Air Force Secretary Heather Wilson told senators March 13 that the service’s $165 billion budget for fiscal year 2020 is designed to make the force larger, more ready and modern while also positioning it to better confront changing threats in space and globally.
In the first public remarks since announcing her resignation, Wilson told the Senate Appropriations Subcommittee on Defense that the Air Force has improved readiness by 15 percent over the last two years; it has erased a shortage of maintainers that numbered 4,000 when her tenure as secretary began in 2017. Pilot retention has improved and in the coming year, 1,480 new pilots are to be trained compared to 1,211 in 2018.
Even so, Wilson conceded that, given the threats of the world today, “the Air Force we need is larger than the Air Force we have.” The budget proposal unveiled March 12 is a blueprint for addressing those needs and priorities.
Joined by Air Force Chief of Staff Gen. David L. Goldfein, Wilson outlined the spending plan’s priorities for the near term while also setting the stage for advancement and improvement over a longer period. Foremost among the longer-term goals is increasing the number of operational squadrons to 386 from the 312 currently available.
Though readiness can be defined and measured in myriad ways, Wilson told senators during the cordial, two-hour session that, “It’s about the readiness of our squadrons to fly and fight that matters to us.”
While most of the hearing focused on broad issues, Wilson and Goldfein were asked by senators to address more specific issues ranging from the status for upgrades and maintenance at Malmstrom Air Force Base in Montana to questions about the number of KC-46 Pegasus tankers to be delivered in the coming year. Others asked about Air Force activities in the Arctic and whether a proposal by President Trump to redirect funds already approved for military construction for a wall along the Southwest border would affect the Air Force.
Wilson said the Air Force has not identified projects that would be affected.
There also was a question about an Air Force program to develop and purchase light attack aircraft.
On that question, Goldfein confirmed that the Air Force is expanding its light attack aircraft initiative to include an analysis of other types of aircraft while simultaneously purchasing of a small number of turboprop light attack aircraft.
Last year, the Air Force identified two airplanes — Sierra Nevada Corporation’s Embraer A-29 Super Tucano and Textron Aviation’s AT-6B Wolverine — that met the experiment’s requirements for a commercial “off-the-shelf” non-developmental aircraft-weapons-sensor mix that allows a wide collection of nations to train and operate with a common system.
With the changes, the light attack program will be expanded over the next three fiscal years, beginning in 2020, to include manned and unmanned aircraft, rotary wing, turbojet and turboprop platforms. The Air Force will invite industry, allies and partners, and the U.S. Marine Corps to participate.
Goldfein told Sen. Jerry Moran, R-Kansas, in response to a question that two planes are impressive but there remain questions that the broader effort will answer.
As written, the proposed budget for 2020 attaches numbers to larger strategic goals that include the need to meet challenges posed by China and Russia, provide a safe, secure, and effective nuclear deterrent while continuing to disrupt violent extremists in a cost-effective manner.

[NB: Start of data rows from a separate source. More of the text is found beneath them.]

PR #550, opened 2024-07-10
Update PostgrestClient.ts to allow for additional headers on-demand

activenode:

Feature

Currently you cannot use the postgrest-js to add additional headers which however is required in use-cases such as described in https://supabase.com/docs/guides/api/securing-your-api?queryGroups=database-method&database-method=sql&queryGroups=pre-request&pre-request=rate-limit-per-ip 

## What is the new behavior?

One can pass `additionalHeaders` and does not have to build a custom wrapper.

### DIFF
--- a/src/PostgrestBuilder.ts
+++ b/src/PostgrestBuilder.ts
@@ -47,6 +47,15 @@ export default abstract class PostgrestBuilder<Result>
     return this
   }
 
+  /**
+   * Set an HTTP header for the request.
+   */
+  setHeader(name: string, value: string): this {
+    this.headers = { ...this.headers }
+    this.headers[name] = value
+    return this
+  }
+
   then<TResult1 = PostgrestSingleResponse<Result>, TResult2 = never>(
     onfulfilled?:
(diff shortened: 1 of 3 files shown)


soedirgo:
Thanks! Does the `headers` option in the `PostgrestClient` constructor not work for this?

activenode:
The problem is that it's global. But headers are dynamic. Mapped back to the sample provided it would mean that, for each change, I'd have to instantiate a new Supabase-js client (using the underlying Postgres client)

soedirgo:
Makes sense, thanks! How about a `setHeader()` method in `PostgrestBuilder`? That allows you to use it more generically, e.g. with `.from()`.

activenode:
that sounds great

activenode:
shall I go for it?

soedirgo:
Hey! Went ahead and updated the PR - if you can verify this works for your use case I'll go ahead and merge this 👍

activenode:
Wow, great! Will do.

activenode:
image
tested both rpc and select, works damn fine.

soedirgo (approved):
Awesome! Merging now 🚀

Issue #546, opened 2024-06-17
Inconsistent Typing for Joined Field in Supabase


cptcrunchy:
# Bug report

- [X] I confirm this is a bug with Supabase, not with my own application. 
- [X] I confirm I have searched the [Docs](https://docs.supabase.com), GitHub [Discussions](https://github.com/supabase/supabase/discussions), and [Discord](https://discord.supabase.com). 

## Describe the bug

I have added a link to a REPL, [HERE](https://replit.com/@cptcrunchy/SelfreliantObviousPlan?v=1) along with a screenshot.
The example code expects the `created_by` field in the query result to be a single object containing employee details (id and full_name). However, the type definition `({ id: any; full_name: any; }[])` suggests it's an array of employees. This mismatch causes a typing error when working with the data.

**Why it happens**:

The !report_created_by_fkey syntax likely defines a relationship between tables, but the return type might not be explicitly set to a single object.

## To Reproduce

Steps to reproduce the behavior, please provide code snippets or a repository:

1. Go to The REPL [link](https://replit.com/@cptcrunchy/SelfreliantObviousPlan?v=1) 
2. Enter your Project URL and ANON key into the createClient instance.
3. Create the table schemas provided in `$lib/db`
4. When hovering over `data` the return type def is an array of objects.

## Expected behavior

The result type def should be a single object for the field `created_by`.

## Screenshots

![Screenshot 2024-06-17 at 15 57 57](https://github.com/supabase/supabase/assets/8497282/a751bf0a-66a8-4d36-ac3f-e75cf7c02c88)

## System information

- OS: macOS
- Version of supabase-js: 2.42.7
- Version of Node.js: 18.20.3

jdgamble555:
@soedirgo - This is the same issue opened MANY times and still needs to be fixed.
- https://github.com/supabase/postgrest-js/issues/512
- https://github.com/supabase/postgrest-js/issues/536
- https://github.com/supabase/postgrest-js/issues/509
- https://github.com/supabase/postgrest-js/issues/471
- https://github.com/supabase/postgrest-js/issues/434
- https://github.com/supabase/postgrest-js/issues/408
- https://github.com/supabase/postgrest-js/issues/406
- https://github.com/supabase/postgrest-js/issues/355

We have 8 different repos all for the same problem. JOINS do not have the correct typing. This needs to be moved up the ladder as a PRIORITY.

J

jdgamble555:
[...]

PR #553, opened 2024-09-08
fix(select-query-parser): select left join and array instead of objects result types

avallete:
This PR improves the TypeScript typings generated by the SQL query parser, fixing issues with inferred types for certain `!left` joins and relationship queries (e.g., `created_by:users(*)`).

Currently, for certain queries, the inferred types for relations are incorrect. For instance, the type may be inferred as `{}[]` when the runtime result is a single object `{}`.

**Related issues**
https://github.com/supabase/postgrest-js/issues/546
https://github.com/supabase/supabase/issues/29086

## What is the new behavior?
This PR updates the select-query-parser to handle these cases more accurately by:

- Extending the handling logic for the `!left` operator, similar to the existing logic for the `!inner` operator.
- Returning a single object for relationships when the runtime result is also a single object.

## Additional context
The TypeScript code in select-query-parser is quite complex. I would appreciate a thorough review of this fix.
Additional tests have been added to cover both runtime and typing scenarios. This helped uncover more edge cases, some of which still need further solutions.

### Known Issues:
Currently, there is no distinction between possibly nullable and non-nullable results for zero-to-one or one-to-one relations. To handle this properly, the PR always returns null as a possible option. However, a more accurate solution would involve enhancements like adding an `isOneToOne` option in Relationships that marks foreign keys as nullable or non-nullable based on `columns[]` type definitions.

### PS
Also took the chance to fix the CI workflow by replacing the [deprecated docker-compose](https://github.blog/changelog/2024-04-10-github-hosted-runner-images-deprecation-notice-docker-compose-v1/) with `docker compose` command.


test/db/01-dummy-data.sql
```diff
@@ -30,3 +30,18 @@ VALUES
...
+
+INSERT INTO user_profiles (id, username)
+VALUES
+  (1, 'supabot'),
+  (2, NULL);
+
+INSERT INTO best_friends(id, first_user, second_user, third_wheel)
+VALUES
+  (1, 'supabot', 'kiwicopple', 'awailas'),
+  (2, 'supabot', 'awailas', NULL);
```
soedirgo, line 47:
```suggestion
  (2, 'supabot', 'awailas', NULL);

```

soedirgo:
Thanks! I think this fixes https://github.com/supabase/supabase/issues/29086 but not https://github.com/supabase/postgrest-js/issues/546 - will investigate that separately

soedirgo (approved):

PR #555, opened 2024-09-27
Export PostgresError

blechatellier:
Exporting the custom `PostgrestError` error, not just the type, so we can check `instanceof PostgresError` in code.


soedirgo (approved):

soedirgo:
Thanks! 🙏

PR #557, opened 2024-09-27
chore: increase runtime tests coverage

avallete:

A tests cases to assert postgrest runtime behavior, their values are simply here to act as a canary across versions upgrades.

They will be reused to ensure better coverage of the type result inference.

## What is the new behavior?

## Additional context


soedirgo:
I think it'd be more useful to move these into type tests (`index.test-d.ts`) - we're just passing these strings to PostgREST so there wouldn't be a lot of postgrest-js bugs that can be caught by runtime tests. We do cover basic tests for embedded tables in `resource-embedding.ts`.

soedirgo (approved):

The spending plan provides funding for the Air Force to continue restoring readiness with special attention on training, maintenance, spare parts and flying hours.
It also provides funding to maintain the United States’ dominance in space while also solidifying — and expanding — changes in the way the Air Force buys products to make it faster, more nimble and entrepreneurial.
In direct testimony or in response to questions, Wilson or Goldfein noted that the budget calls for purchasing an additional 48 F-35A and eight upgraded F-15EX fighters. It provides funding for 12 KC-46A tankers.
Wilson and Goldfein touched on all of those topics during two-hour hearing that marks the opening moment in a usually arduous and months-long process in which Congress will finalize and approve the Air Force budget.
Asked about a proposal to create a Space Force as a separate command within the Air Force, Wilson said, “The United States is the best in the world in space and our adversaries know it.”
A Space Force, she said, will “elevate and enhance the influence of space leaders in the Pentagon for the long haul.”
Wilson also emphasized the need for a budget that is both large enough to meet the needs and is predictable. Asked to assess the effect if the government returned to the practice of “budget sequestration” when automatic spending cuts were imposed across all federal agencies, Wilson said the result would be “devastating.”
“Our adversaries around the world have not done as much to damage the United States Air Force as sequester did,” Wilson told senators, adding that it grounded “about a third of the Air Force” and created a maintenance backlog of more than 1 million hours.
“If we did it again, the cuts would be deeper, and the impact would be more lasting,” she said.